To witness drag is to witness transformation made flesh: sequins scattering light like fallen constellations, laughter sharpened into protest, identity turned inside out and displayed in glorious defiance. What some might call entertainment, I recognize as something older—an ancient archetype stirring beneath the stage lights. The Trickster has always been here, grinning behind the curtain, reveling in collapse and rebirth.

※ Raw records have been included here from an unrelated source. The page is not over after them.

PR #6593, opened 2022-05-03
feat(assets): add registry exports

### LINKED ISSUE #6580: Add PDF, Excel, CSV exports to Assets Registry
Add export of PDF, Excel, CSV to Assets Registry.

Make sure that Asset properties (Manufacturer, Model, Reference number, and serial numbers are exported.

Not that this will replace https://github.com/IMA-WorldHealth/bhima/issues/6514.

jniles:
Adds the asset management registry exports to the Assets module.  This
includes exporting to PDF, XLSX, and CSV.

Closes #6580.

image


jmcameron (approved):
The code looks good.
I tested this and it works fine for all three types of exports.   I also use the search to limit the listing in the asset registry and the outputs faithfully matched the registry.

PR #6597, opened 2022-05-05
Refactor asset condition to convert from SQL table to constants (in bhConstants)

### LINKED ISSUE #6596: Convert asset conditiongs from a database table to constants (eg in bhConstants.js)
Currently we are storing asset conditions in a separate table.   Based on our current experience implementing asset management, it seems like we do not need that flexibility.  So it would be good to refactor things and delete the asset_condition table and use constants in the front and back ends.

jmcameron:
Deleted SQL asset_condition table and put the asset condition info in bhConstants.hs in the variable `assetCondition`.
Updated regression tests and migration.sql file.

Closes https://github.com/IMA-WorldHealth/bhima/issues/6596

**TESTING**
- The changes in this PR should not be obvious in normal operation
- Verify correct operation of asset conditions in
  - Asset Management > Asset Scan Registry
  - and editing asset scans in that registry
- The PR should be tested in a migration of a production site database


server/models/migrations/next/migrate.sql
```diff
@@ -303,6 +303,15 @@ INSERT IGNORE INTO `report` (`report_key`, `title_key`) VALUES
 CALL drop_foreign_key('shipment_item', 'shipment_item__condition');
 CALL drop_column_if_exists('shipment_item', 'condition_id');
 
+/**
+ * Convert asset_condition to constants
+ * @author: jmcameron
+ * @date: 2022-05-05
+ */
+
+DROP TABLE asset_scan;
```
jniles: Instead of adding, then dropping the table, let's just remove the add table from this migrate file.  Since the release hasn't been published yet, we don't need to add then drop.

It's found up here:

https://github.com/IMA-WorldHealth/bhima/pull/6597/files#diff-2a7be2572b29530351a6070a44834c3cdae1a97785db7ed3010d615cb36ec358L222

jniles (changes requested):

jniles:
Bors r+

PR #6600, opened 2022-05-09
Add option to asset scan registry to show only the latest scan for each asset

### LINKED ISSUE #6536: Add search filter for last scanned date to the Assets Registry page
Add search filter for last scanned date to the Assets Registry

Probably need to switch loading of assets to new getAssets() function in core.js

jmcameron:
This PR adds a custom search option to the asset scan registry to limit the display to only the latest (last) scan for each asset.

Closes https://github.com/IMA-WorldHealth/bhima/issues/6536

**TESTING**
- Use bhima_test
- Go to:  Asset Management > Asset Scan Registry
- Notice that there is one scan for each of the two items
- Add more scans to those two items (or others as desired).  Be sure to add notes in the scan modal to help you know which one is the latest.
- The registry should show all scans
- In the Search modal select the checkbox option at the bottom "Show only last scan"
- Now notice that only the lastest/last scan of each asset is shown
- Notice the filter item for this.  When you delete it, the display should revert to the normal display


jniles (approved):
Works well.  Good work.

Bors r+

PR #6606, opened 2022-05-11
Reformat reports

### LINKED ISSUE #5320: The header of the "Stock Exit Report" has too much whitespace

jmcameron:
Reformat the whitespace in all reports to make the header more compact.  

This PR is a re-do of [closed PR 5345](https://github.com/IMA-WorldHealth/bhima/pull/5345) but is applied to all reports in BHIMA.

Closes https://github.com/IMA-WorldHealth/bhima/issues/5320

Here is what the updated report looks like.  To see the "before" version, check the issue.
image

**TESTING**
- Generate:  Stock > Reports > Stock Exit Report
- Review the title, etc, on the top right of the resulting report.
- ALL REPORTS were updated, so spot-checking a variety of reports is suggested.


server/controllers/stock/reports/common.js
```diff
@@ -6,7 +6,7 @@ const path = require('path');
 const mkPath = name => path.join(BASE_PATH, name).concat('.handlebars');
 
 // receipts
-const STOCK_EXIT_PATIENT_TEMPLATE = mkPath('stock_exit_patient.receipt.handlebars');
```
jniles, line 9: Nice :+1:

server/controllers/stock/reports/stock/exit_report.js
```diff
@@ -24,7 +24,7 @@ async function stockExitReport(req, res, next) {
   const params = util.convertStringToNumber(req.query);
 
   const optionReport = _.extend(params, {
-    filename : 'REPORT.STOCK.EXIT_REPORT',
```
jniles: Note that this is probably used in the ReportManager in addition here, so you might want to add a new key instead of renaming.

jniles (approved):
Looks pretty good to me.

What do you think about right-aligning the title?

server/controllers/stock/reports/stock/exit_report.js
jmcameron: Good idea.  I'll verify.

jmcameron:
@jniles Thanks for the review.

jmcameron:
@jniles This is what it looks like right-justified:
image

jniles:
Let me know when you need another review here.

server/controllers/stock/reports/stock/exit_report.js
jmcameron: Went back to filename.

client/src/modules/reports/reports.routes.js
```diff
@@ -9,7 +9,7 @@ angular.module('bhima.routes')
       'aged_creditors',
       'aged_debtors',
       'aggregated_stock_consumption',
-      'analysis_auxiliary_cashbox',
+      'analysis_auxiliary_cashboxes',
```
jniles, line 12: This might need an update in the SQL via migrate.sql.  Let me check with a few production versions.

client/src/i18n/en/report.json
```diff
@@ -34,12 +34,15 @@
       "STATUS": {
         "CORRECT": "Correct",
         "TRANSFERT_GREATER": "The amount transferred is greater",
-        "TRANSFERT_LOWWER": "The amount transferred is lower",
+        "TRANSFERT_LOWER": "The amount transferred is lower",
```
jniles, line 37: 👍

client/src/modules/reports/reports.routes.js
jniles: Okay, tested and confirmed we need to add this to the migration script.  Can you do that?

jniles (approved):
I've looked it the majority of reports.  They look excellent.

This was a monumental task, and I'm so glad to have it done.  Thank you!

There is only one comment about the migration.sql script.  The rest are fine.

client/src/modules/reports/reports.routes.js
jmcameron: > Okay, tested and confirmed we need to add this to the migration script. Can you do that?

Done.

jniles (approved):
LGTM.

bors r+

PR #6628, opened 2022-05-23
Improve unpaid invoices report

### LINKED ISSUE #6623: Unpaid Invoices report improvements
In the Finance > Reports > Unpaid invoices report:

If you select a service, it is not displayed in the title block if there are no unpaid invoices for the report -- even though the body of the report will say "no records to display".  If a service is selected, it should be displayed in the title block regardless of whether any unpaid services are found for that service.

To duplicate this issue:
 - Use bhima_test
 - go to Finance > Report > Unpaid invoices report
   - Choose dates:  "This year"
   - Do not select a service, note the item listed
   - Repeat and select the service "Test Service", note that the report title block shows  "Test Service"
   - Repeat and select another service, note that the service is not shown
   - However, the Debtor group is always shown (if selected), which is good

jmcameron:
Improve UI for Unpaid Invoices report

Closes https://github.com/IMA-WorldHealth/bhima/issues/6623

**TESTING**
- Use bhima_test
- Go to:  Finances > Report > Unpaid Invoices Report
  - Choose dates: "This year"
  - Do not select a service, note the item listed
  - Repeat and select the service "Test Service", note that the report title block shows "Test Service"
  - Repeat and select another service.  Even though there are not items found, the service name
    will be shown in the title block.  This makes the report clearer.


server/controllers/finance/reports/unpaid_invoice_payments/index.js
```diff
@@ -45,6 +46,13 @@ async function build(req, res, next) {
     results = { dataset : [], totals : {}, services : [] };
   }
 
+  if (serviceUuid) {
+    // If the user selected a service, force it to be used as "uniqueService"
```
jniles, line 50: Good idea :+1:

jniles (approved):
LGTM.


bors r+

PR #6632, opened 2022-05-25
Fix account balance report

### LINKED ISSUE #6616: Form problems in Balance of Accounts report
There is a logic problem with the report

  Finance > Report > Balance of Accounts

If the "Include Closing Balances" option is set to Yes, you cannot select the period.  But the form can be submitted at this point resulting in a SQL error.

However, if you select No for "Include Closing Balances", select a period, then change the "Include Closing Balances" option to Yes, the period is not cleared but cannot be changed, and the form works...

jmcameron:
Fix the logic for handling the period in the Account Balance report.

Closes https://github.com/IMA-WorldHealth/bhima/issues/6616

**TESTING**
- Use bhima_test
- Go to:  Finance > Reports > Balance of Accounts
  - If "Include Closing Balances" is yes
     - The "Period" selection should be hidden (and not required)
     - Verify that you can generate a report
  - If "Include Closing Balances" is No
    - The "Period" should be shown (and required)
    - Verify that you can generate a report
    - If you change the Fiscal Year, the period should be erased

### DIFF
--- a/client/src/modules/reports/generate/balance_report/balance_report.config.js
+++ b/client/src/modules/reports/generate/balance_report/balance_report.config.js
@@ -21,10 +21,11 @@ function BalanceReportConfigController($sce, Notify, SavedReports, AppCache, rep
 
   vm.onSelectFiscalYear = (fiscalYear) => {
     vm.reportDetails.fiscal_id = fiscalYear.id;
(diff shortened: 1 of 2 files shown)


jniles (approved):
LGTM.

bors r+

The Trickster is the shapeshifter who mocks kings and seduces gods, who births monsters and miracles alike. In mythology, they appear as Loki, Hermes, Anansi, or Coyote. In our present age, they strut in six-inch heels, their wigs piled as high as Olympus. Drag becomes the Trickster’s modern mask: rebellion lacquered in rhinestones, survival disguised as satire.
The Archetypal Current
Carl Jung called them archetypes, but I think of them as eternal patterns—those recurring figures who slip between worlds, reminding us that chaos is not always destructive. It is fertile. It composts what is rigid and lifeless, so something stranger, wilder, more authentic can emerge.
Every culture has known the Trickster:
Loki, who births Sleipnir in the form of a mare, defying every boundary of gender and role.
Hermes, messenger and thief, sprinting across thresholds mortals cannot cross.
Anansi, weaving wisdom and mischief alike into his web.
Coyote, laughing lessons into the firelight, teaching through contradiction.
These figures remind us that identity is not stone but smoke, shifting shapes depending on where the light falls.
Drag as Sacred Mischief
Drag carries this lineage with sequined precision. It is art turned resistance, ritual disguised as revelry. From clandestine bars to the frontlines of queer liberation, drag performers have embodied the Trickster’s role—mocking authority, twisting gender into satire, dazzling while dismantling the ordinary.
When Bianca Del Rio eviscerates a crowd with wit that cuts deeper than a blade, that’s the Trickster laughing. When RuPaul declares you’re born naked and the rest is drag, it’s Hermes himself winking from behind the mirror, reminding us nothing is fixed—everything is costume.
Drag is not merely about glamour. It is a modern incarnation of myth’s oldest lesson: transformation is both survival and sorcery.
The Shadow Side
Of course, the Trickster is no saint. Chaos liberates, but it also unravels. Loki’s jokes ended with Ragnarök, after all. Too much mischief curdles into cruelty, too much disruption into destruction. The Trickster warns us that rebellion must be tempered with care, lest the stage collapse under its own fire.
The Trickster Within
Even if I never set foot on stage, I can feel the Trickster flicker in myself—in the delight of breaking a small rule, in the itch to question what feels “inevitable,” in the quiet thrill of wearing something that unsettles the room.
The Trickster asks us:
What conventions beg to be mocked?
Which masks do you wear too tightly?
Where does your mischief long to breathe?
These questions aren’t costumes to try on—they’re doorways into authenticity.
The Last Laugh
Drag queens and ancient gods alike deliver the same truth: that identity is never static, that chaos can be crucible, that freedom sometimes arrives in a wig and a wink.
So when a queen struts past with a smirk sharp enough to split heaven, know that you’ve glimpsed something divine: the Trickster alive, alive, alive—reminding us that creation and destruction have always worn the same heels.